You can see that the data is the LI label of ul under the id slider_relations

relations = selector.xpath('//*[@id="slider_relations"]/ul/li')
Copy the code

After obtaining the li label, you need to parse key-value, key mapping (partner, friend, etc.), and value corresponding to the star name


for i in relations:
    re = i.xpath('.//div[@class="name"]/text()') [0]
    name = i.xpath('.//div[@class="name"]/em/text()') [0]
Copy the code

2. Web page creation

In order to combine the atlas and dynamically query the relationship between any stars, it is written in the form of ** website (webpage) **

By the Flask framework to write the background, HTML as the front end, because the front-end code is more here will not show (will provide source code later).

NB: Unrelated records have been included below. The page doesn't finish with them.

PR #997, opened 2015-07-19
FluentValidation: Pass CustomState all the way down to the ResponseError (fixed)

migajek:
I've fixed the code according to your guidelines (https://github.com/ServiceStack/ServiceStack/pull/996)


mythz:
Can you also rename it to `Meta` so it matches the field it's serialized as. and change it to a string Dictionary so it maps cleanly to what gets serialized. (i.e. so it's not unknowingly serialized by the framework).

mythz:
Actually don't worry about it, the dirty commits needed to be squashed with a rebase. I'll try add the feature manually by pulling it from the commits.

mythz:
I've added the extra Meta fields in this commit: https://github.com/ServiceStack/ServiceStack/commit/87d6fea092094414485d3d1e1405ee52ab858459

I left `ValidationFailure.CustomState` as it is since that's what FluentValidation uses but it needs to be a `Dictionary<string,string>` for it to be serialized to the error response dtos.

migajek:
Thanks Demis and sorry for the trouble, hopefully I'll do better with the code quality next time :)

mythz:
Yep no worries :)

PR #999, opened 2015-08-02
Bug fix: Inconsistent usage of DateTime.Now and .UtcNow in RabbitMqQueueClient

gabrielvdk:
Fixed bug in RabbitMqQueueClient that caused the time out based Get<T> to do an invalid calculation of the time span. It would always do a comparison between a DateTime.UtcNow based start time and a DateTIme.Now (not UTC) current time. This meant that on all machines not running on UTC time the initial difference would always be the difference between Utc-time and the time of time zone configured on the host machine.

### DIFF
--- a/src/.vs/config/applicationhost.config
+++ b/src/.vs/config/applicationhost.config
@@ -163,7 +163,7 @@
             </site>
             <site name="ServiceStack.WebHost.IntegrationTests" id="2">
                 <application path="/" applicationPool="Clr4IntegratedAppPool">
-                    <virtualDirectory path="/" physicalPath="C:\src\ServiceStack\tests\ServiceStack.WebHost.IntegrationTests" />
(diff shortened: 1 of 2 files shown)


mythz:
Hi thx for the fix :+1: 

I've committed in manually in https://github.com/ServiceStack/ServiceStack/commit/69f6b877aadabb9698d288476cb912ea27b22b08 as this PR included local path changes to `/.vs/config/applicationhost.config`, which have since been ignored: https://github.com/ServiceStack/ServiceStack/commit/b6751ab54020d3c0a0c86b4e0f2d7050c4060fa1 

Please also [approve the Contributor License Agreement](https://github.com/ServiceStack/ServiceStack/commit/69f6b877aadabb9698d288476cb912ea27b22b08) so we're able to merge future PR's.

PR #1000, opened 2015-08-07
Don't create SessionId's with Url unfriendly chars

kinstephen:
Merging v4 fix to the v3 branch for unfriendly url chars in the
sessionid.


mythz:
Cheers :+1:

PR #1003, opened 2015-09-07
Postman responses can't be null

balexandre:
From a support email, Postman expects the "responses" to be an empty array if empty, but never "null" or the import collection in the app will throw an error.
This prevents the responses property to be null and if empty, it will output an empty array instead.

### DIFF
--- a/src/ServiceStack/PostmanFeature.cs
+++ b/src/ServiceStack/PostmanFeature.cs
@@ -72,6 +72,11 @@ namespace ServiceStack
 
     public class PostmanRequest
     {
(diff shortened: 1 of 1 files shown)


mythz:
Great thx Bruno, Could you also approve the [Contributor License Agreement](https://docs.google.com/forms/d/16Op0fmKaqYtxGL4sg7w_g-cXXyCoWjzppgkuqzOeKyk/viewform) so we can merge this, Cheers.

mythz:
Cheers :+1:

PR #1004, opened 2015-09-21
Added Patch method to JsonServiceClient.js and JsonServiceClient.closure.js

DeonHeyns:
I needed to add the Patch verb for a project I am working on. I couldn't find any tests for the JsonServiceClient.js to update with this change. Also not sure if this is the right place to contribute this change as the JsonServiceClient.js and JsonServiceClient.closure.js was in the lib folder?


mythz:
Great thx, nice to see the `JsonServiceClient` being used :) most js devs just use call $.ajax directly.

DeonHeyns:
Thanks for accepting @mythz!

I stumbled acrossed it on the [Javascript client](https://github.com/ServiceStack/ServiceStack/wiki/Javascript-client) page. Would you mind if I added an example of using it? Think it would help others and might encourage usage.

mythz:
Sure go ahead,  would love to see more examples :)

PR #1005, opened 2015-10-01
proposing an annotation to indicate that on insert, the tagged proper…

yuinlin:
…ty is always set to UTC from database server
the attribute will indicate to ormlite to generate insert statement with embedded database utc function for the property, instead of using the property value (if any) .  for example, for an entity like
```
public class Test
        {
            [PrimaryKey]
            public int Id
            {
                get;
                set;
            }            
            [InsertDatabaseUtcAttribute]
            public DateTime CreatedTimeUtc
            {
                get;
                set;
            }
        }
```
the insert statement would be
```
oracle- insert into Test (Id, CreatedTimeUtc) values (1, sys_extract_utc(systimestamp))
sqlserver - insert into Test (Id, CreatedTimeUtc) values (1, SYSUTCDATETIME())
mysql - insert into Test (Id, CreatedTimeUtc) values (1, UTC_TIMESTAMP())
```
etc

please let me know what you think, thanks

### DIFF
--- a/src/ServiceStack.Interfaces/DataAnnotations/InsertDatabaseUtcAttribute.cs
+++ b/src/ServiceStack.Interfaces/DataAnnotations/InsertDatabaseUtcAttribute.cs
@@ -1,0 +1,9 @@
+﻿using System;
+
+namespace ServiceStack.DataAnnotations
+{
+    [AttributeUsage(AttributeTargets.Property)]
+    public class InsertDatabaseUtcAttribute : AttributeBase
+    {
+    }
+}
--- a/src/ServiceStack.Interfaces/ServiceStack.Interfaces.csproj
+++ b/src/ServiceStack.Interfaces/ServiceStack.Interfaces.csproj
@@ -91,6 +91,7 @@
     <Compile Include="DataAnnotations\IgnoreAttribute.cs" />
     <Compile Include="DataAnnotations\PrimaryKeyAttribute.cs" />
     <Compile Include="DataAnnotations\RequiredAttribute.cs" />
+    <Compile Include="DataAnnotations\InsertDatabaseUtcAttribute.cs" />
     <Compile Include="DataAnnotations\RowVersionAttribute.cs" />
     <Compile Include="DataAnnotations\SchemaAttribute.cs" />
     <Compile Include="DataAnnotations\SequenceAttribute.cs" />


jklemmack:
How is this different than specifying a default formula on the table definition, and submitting a null value?

yuinlin:
it removes the need to "hide" properties in order to ensure a null value

mythz:
Don't think this Attribute should be in OrmLite, it's very specific where I don't want for this to be how we'd start to add data type specific features like this. Custom attributes with specific behavior are not discoverable and has limited applicability so I'd expect this would hardly ever be used so don't think it should be in OrmLite.

It's cleaner for this to a default value or a trigger. OrmLite already has support for default values and custom fields where you should be able to specify it in the CREATE TABLE statement with:

```csharp
public class Test
{
    [Default("SYSUTCDATETIME()")]
    public DateTime CreatedTimeUtc { get; set; }

    [CustomField("DATETIME2(7) DEFAULT (SYSUTCDATETIME())")]
    public DateTime CreatedTimeUtc2 { get; set; }
}
```

I've added support for variable placeholders in this commit: https://github.com/ServiceStack/ServiceStack.OrmLite/commit/0e6d55de083d1e72b29ad2fd5b94a23d27507a2f

Where you can have a multi-database solution with the `{SYSTEM_UTC}` placeholder that each provider has a different value for, so you can now specify a default System UTC value with:

```csharp
public class Test
{
    [Default(OrmLiteVariables.SystemUtc)]
    public DateTime CreatedTimeUtc { get; set; }
}
```

I've also modified `db.Insert()` to no generate parameters for fields annotated with `[Default]` that also have a default value, so the default value should now be populated with `DateTime` value types.

yuinlin:
@mythz thanks for ServiceStack/ServiceStack.OrmLite@0e6d55d, very helpful.  i think there's an edge case in PrepareParameterizedInsertStatement- if all columns for a table are "skipped", the resulting insert statement would have an invalid empty column list.  i stumbled on this when i added auto increment to the id property
```
    public class DefaultValues
    {
        [AutoIncrement]
        public int Id { get; set; }

        [Default(1)]
        public int DefaultInt { get; set; }

        [Default(1)]
        public int? NDefaultInt { get; set; }

        [Default(1.1)]
        public double DefaultDouble { get; set; }

        [Default(1.1)]
        public double? NDefaultDouble { get; set; }

        [Default("'String'")]
        public string DefaultString { get; set; }

        [Default(OrmLiteVariables.SystemUtc)]
        public DateTime CreatedDateUtc { get; set; }

        [Default(OrmLiteVariables.SystemUtc)]
        public DateTime? NCreatedDateUtc { get; set; }
    }
```
don't know if this is a likely use case.

mythz:
Yeah that would be an edge case that we wouldn't be able to support, there needs to be at least 1 field in the INSERT statement.

PR #1006, opened 2015-10-10
Propose serializing directly into compression stream when making compressed result

BlakeRaymond-AI:
Avoid storing the uncompressed response as a string in memory; serialize into a GZip/Deflate stream directly. We have implemented this in a custom service runner for very large responses (hundreds of MB uncompressed) that compress well for a much healthier memory footprint. 

Please let me know what you think. Thanks.

### DIFF
--- a/src/ServiceStack.Client/Support/NetDeflateProvider.cs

First of all, the code to collect the relationship between stars is encapsulated as a function.


### Get information
def getlist(name_i) :
    url_name = "https://baike.baidu.com/search/word?word="+str(name_i)
    s = requests.Session()
    response = s.get(url_name, headers=headers)
    text = response.text
    # here is the parsing code
    
    links = []
    for i in relations:
        re = i.xpath('.//div[@class="name"]/text()') [0]
        name = i.xpath('.//div[@class="name"]/em/text()') [0]
        print(re + "-" + name)
        dict = {'source': str(name_i), 'target': str(name), 'rela': str(re), 'type': 'resolved'}
        links.append(dict)
    return links

Copy the code

Where name_i is the name of the search star, the wrapped function name is getList, and the data returned by the function is links

Flask’s route (getData in the browser)


# Fetch data
@app.route('/getdata')
def getdata() :
    name_i = request.args.get('name')
    # Collect data
    links = getlist(name_i)
    print(links)
    #return Response(json.dumps(links), mimetype='application/json')
    return render_template('index.html', linkss=json.dumps(links))

Copy the code

3. Start

If __name__ = = "__main__" : "" "initialization "is" "app. The run (host =" '+ IP, port = 80, implementing = True)Copy the code

The port here is 80, and IP is the default native IP (when you run code access, just enter your own native IP)

If the preceding page is displayed after the py code is run, the system is successfully started

Then access it in the browser

http://127.0.0.1/getdata?name= Star nameCopy the code

The name of the star here is any star, such as Li Yifeng

Li yi feng http://127.0.0.1/getdata?name=Copy the code

http://127.0.0.1/getdata?name= Jackie chanCopy the code

4. Summary

In this paper, the data of seven national censuses are obtained and visualized.